My version didn't require any ongoing database queries because I just exported the tags table to csv and ran it from there. The visualization only uses the top 256 tags (I think). I'm not sure if you can have other processes concurrently running (as in workers?) but you could export that single table on a weekly basis and then run a program to calculate the rest. I understand that even a single process can block the rest of the website but were it possible to run a separate process concurrently, it's not a very computationally intensive at all to create the tag co-occurrence graph and export it to a form (json, graphml) for visualization.
I also responded over there, but I think that with all the work on the API, code cleanup and outreach, we could do a daily or weekly cached version of such a query, and be OK with 10-15 seconds total compute time per week. The rest would be run locally in the browser.

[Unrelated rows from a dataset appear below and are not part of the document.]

PR #1014, opened 2024-08-16
M961 delete row

parmvirthind:
Relates to [Ticket 961](https://trello.com/c/vgWEYbhv/961-image-annotation-modal-table-delete-row)

**Changes:**
- added styling for unclassified points
- re-factored `ImageAnnotationModalMap` component
  - now that we are receiving image dimensions from the API response, we no longer need to calculate it before setting up the map
  - put geojson for points into a `useCallback` so that it can be re-used
- added functionality where the user can delete a row in the table, and the styling for points on the map will be updated. 

**To Test:**
1. do the whole image upload thing and then click"Review" button for an image
2. Remove a row from the table by clicking the red "X" button in the last column
3. Note that the row is removed from the table, and that the points corresponding to that row are now the unclassified colour (red)

### DIFF
--- a/src/components/pages/ImageClassification/ImageAnnotationModal/ImageAnnotationModalTable.js
+++ b/src/components/pages/ImageClassification/ImageAnnotationModal/ImageAnnotationModalTable.js
@@ -48,6 +48,7 @@ const ImageAnnotationModalTable = ({
     setDataToReview((prevState) => ({ ...prevState, points: updatedPoints }))
     setSelectedRowIndex()
     setSelectedPoints([])
+    setHighlightedPoints([])
   }
 
   return (


src/components/pages/ImageClassification/ImageAnnotationModal/ImageAnnotationModalMap.js
```diff
@@ -16,44 +15,77 @@ const SELECTED_POLYGON_LINE_WIDTH = 10
...
-  const _getImageDimensions = useEffect(() => {
-    const imageForMap = new Image()
-    imageForMap.src = dataToReview.image
-    imageForMap.onload = () => {
-      const longerSide = Math.max(imageForMap.naturalWidth, imageForMap.naturalHeight)
-      const imageScale = longerSide > MAX_DIMENSION ? MAX_DIMENSION / longerSide : 1
-
-      setDimensions({
-        height: imageForMap.naturalHeight * imageScale,
-        width: imageForMap.naturalWidth * imageScale,
```
julia-rom, line 43: could add `PATCH_SIZE / 2 `as a var

src/components/pages/ImageClassification/ImageAnnotationModal/ImageAnnotationModalMap.js
```diff
@@ -16,44 +15,77 @@ const SELECTED_POLYGON_LINE_WIDTH = 10
...
-      toast.error('There was a problem displaying this image, please contact if issue persists.')
-    }
-    // eslint-disable-next-line
-  }, [])
+  const [hasMapLoaded, setHasMapLoaded] = useState(false)
+  const imageScale = getImageScale(dataToReview)
+
+  const getPointsGeojson = useCallback(
+    () => ({
+      type: 'FeatureCollection',
```
julia-rom, line 41: would suggest adding a check: `if (map.currrent)` at the top of this function or `if (!map.current) return`

julia-rom (approved):
could looks good, couple minor suggestions

PR #1019, opened 2024-08-26
M991 display point modal

parmvirthind:
Relates to [Ticket 991](https://trello.com/c/pSBTR8Xe)

**Changes**
- Added a click handler on map points that opens a modal
- Details of this modal are going to be implemented later on when there is more information

### DIFF
--- a/src/components/pages/ImageClassification/ImageAnnotationModal/ImageAnnotationModalMap.js
+++ b/src/components/pages/ImageClassification/ImageAnnotationModal/ImageAnnotationModalMap.js
@@ -7,6 +7,7 @@ import {
   imageClassificationResponsePropType,
 } from '../../../../App/mermaidData/mermaidDataProptypes'
 import Modal from '../../../generic/Modal/Modal'
+import { ImageAnnotationMapContainer } from './ImageAnnotationModal.styles'
 
 // TODO: Assumes that the max dimension for height and width are the same.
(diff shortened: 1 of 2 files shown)


src/components/pages/ImageClassification/ImageAnnotationModal/ImageAnnotationModalMap.js
```diff
@@ -238,14 +245,26 @@ const ImageAnnotationModalMap = ({
...
-    <div
-      style={{
-        width: dataToReview.original_image_width * imageScale,
-        height: dataToReview.original_image_height * imageScale,
-        marginTop: '2rem',
-      }}
-      ref={mapContainer}
-    />
+    <>
+      <div
```
julia-rom, line 249: could add modal style as a const vs inline

julia-rom (commented):
prefer to avoid using inline styling

src/components/pages/ImageClassification/ImageAnnotationModal/ImageAnnotationModalMap.js
julia-rom: hard to see properly in the editor but it's this bit:

Screenshot 2024-08-26 at 3 22 34 PM

julia-rom (approved):

PR #1607, opened 2026-06-16
hot fix: [M1511] tooltip not closing when clicking on table inputs

tienhoah:
## What changed

- Tooltips on observation table column headers (Fish Belt, Benthic, etc.) would not close when clicking anywhere in the table body — inputs, autocompletes, or empty header space
- Root cause: Downshift (the autocomplete library) registers a capture-phase `mousedown` listener on `document` and calls `stopImmediatePropagation()`, which blocked `ClickAwayListener` from ever firing
- Fix: replace `ClickAwayListener` with a transparent `position: fixed` backdrop rendered at z-index 1499 (just below MUI Tooltip at 1500) — any click outside the tooltip lands directly on the backdrop, bypassing event propagation entirely

## Test plan

- [ ] Open a tooltip on any observation table column header (Fish Belt, Benthic LIT, Benthic PIT, etc.)
- [ ] Click on an autocomplete input in the table body — tooltip should close
- [ ] Click on a count/size input in the table body — tooltip should close
- [ ] Click in the empty space of a wide column header — tooltip should close
- [ ] Click the info icon again — tooltip should toggle closed
- [ ] Open two tooltips in sequence — only one should be visible at a time (groupRef behavior unchanged)

## Summary by CodeRabbit

* **Bug Fixes**
  * Improved tooltip dismissal behavior to be more responsive and reliable when clicking outside the tooltip area.

### DIFF
--- a/src/components/ColumnHeaderToolTip/LabelWithTooltip.tsx
+++ b/src/components/ColumnHeaderToolTip/LabelWithTooltip.tsx
@@ -1,4 +1,4 @@
-import React, { useState } from 'react'
+import React, { useState, useEffect, useRef } from 'react'
 import Tooltip from '@mui/material/Tooltip'
 import { LabelContainer } from '../generic/form'
 import { IconInfo } from '../icons'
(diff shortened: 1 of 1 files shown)


gwan93 (commented):
When I have the Fish name tooltip open and then I click on the cell to the right of it (still in the header), in this case clicking on the "Size (cm)" text or anywhere within that cell, the fish name tooltip still persists.

Everything else seems to work though

Image

gwan93 (approved):

PR #1618, opened 2026-06-23
fix [1997]

gwan93:
update form size behavior to clear observation size values when the user changes the macroinvertebrate size bin with a modal confirmation. ensure observation table is always enabled, remove warning text, remove requirement for macroinvertebrate size field

---Every PR---

---Transitional Changes---

---Post-Merge---

## Summary by CodeRabbit

* **New Features**
  * Added a confirmation dialog for clearing/applying belt invert size values when changing the size bin while size data already exists.

* **Improvements**
  * Improved one-decimal formatting and sanitization for belt invert size input, including clearer focused-vs-finalized input behavior.

* **Bug Fixes**
  * Adjusted when the “add row” button becomes disabled to rely only on loading error state.

* **Tests**
  * Updated belt invert validation display integration tests to match the refined validation visibility behavior.

* **Documentation**
  * Updated the size-bin tooltip text to reflect the active bin scheme.

### DIFF
--- a/src/components/pages/submittedRecordPages/SubmittedBeltInvert/SubmittedBeltInvertObservationTable.jsx
+++ b/src/components/pages/submittedRecordPages/SubmittedBeltInvert/SubmittedBeltInvertObservationTable.jsx
@@ -54,11 +54,13 @@ const SubmittedBeltInvertObservationTable = ({
     return roundToOneDecimal(observationDensities.get(item.id))
   }
 
+  const hasSizeData = obs_belt_inverts.some((item) => item.size)
+
   const observationBeltInverts = obs_belt_inverts.map((item, index) => (
     <Tr key={item.id}>
       <Td $align="center">{index + 1}</Td>
       <Td $align="left">{getInvertName(item.invert_attribute)}</Td>
-      <Td $align="left">{item.size}</Td>
+      {hasSizeData && <Td $align="left">{item.size}</Td>}
       <Td $align="right">{item.count}</Td>
       <Td $align="right">{item.notes}</Td>
       <Td $align="right">{getInvertDensity(item)}</Td>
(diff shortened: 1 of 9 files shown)


alanjleonard (changes requested):
In the helper text you can remove "Choose 1 cm if macroinvertebrate size does not use bins." since it's not required.
Otherwise approved.

alanjleonard (changes requested):
We don't need to show the `size_bin_required` validation in the table. This is also blocking the user from submitting the record.

Image

gwan93:
> We don't need to show the `size_bin_required` validation in the table. This is also blocking the user from submitting the record.
> 
> Image

Good catch on this! 

The frontend simply displays the validation errors received from the backend so the backend will need to be updated to make the size bin not required. No work will be necessary on the frontend to reflect the backend change. I'll follow up with Kim regarding this

alanjleonard (approved):

alanjleonard (approved):

src/components/pages/submittedRecordPages/SubmittedBeltInvert/SubmittedBeltInvertObservationTable.jsx
```diff
@@ -54,11 +54,13 @@ const SubmittedBeltInvertObservationTable = ({
...
   }
 
+  const hasSizeData = obs_belt_inverts.some((item) => item.size)
+
   const observationBeltInverts = obs_belt_inverts.map((item, index) => (
     <Tr key={item.id}>
       <Td $align="center">{index + 1}</Td>
       <Td $align="left">{getInvertName(item.invert_attribute)}</Td>
-      <Td $align="left">{item.size}</Td>
+      {hasSizeData && <Td $align="left">{item.size}</Td>}
```
tienhoah: `item.size` is rendered raw here. The edit view formats size to one decimal in its resting state — is there an expected display format for size in the submitted view? If so, can you make it consistent?

src/locales/en/translation.json
```diff
@@ -534,7 +534,7 @@
     "macroinvertebrate_species": "Macroinvertebrate species",
     "must_select_size_bin_warning": "You must select a macroinvertebrate size bin before adding any observations",
```
tienhoah: This is not used

tienhoah (changes requested):
Almost there! 2 minor requests

tienhoah (approved):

To be fair, I think that as the site grows, this query will become more and more taxing on the database, and we may need to rethink this in the future. But at present I think we can do an initial implementation of this API call to produce the unique page IDs, grouped by the tags they use, as above.
Reply to this comment...
Also, this issue which will help us count all contributors on a topic will help generate a broader picture of topic-specific community:
@cfastie, I have those same questions too re: many tags, one wiki; one tag, many wikis. I'm hoping we can start creating primary wikis that are topic landing pages, which then could link to other wikis about similar topics or subtopics. That might start to solve the "many wikis, one tag" question with regards to how a wiki is selected to be the lead wiki for a "tag page."
thank you so much for this @julvie , i've started reading your great write-up and am excited to be in touch on this
Thank you again so much @julvie, i added so many comments i hope it's not too much! Would you be interested in coming to a 3pm meeting next Tuesday January 30th and hosting a discussion on this with us?
Hi Liz, it's certainly great to have a discussion going. An in-person discussion would be even better but I am based in Singapore. :( I hope you get a lot of insights that could help improve the experience on the site!
I mean, stranger things have happened....:) Thanks so much @julvie!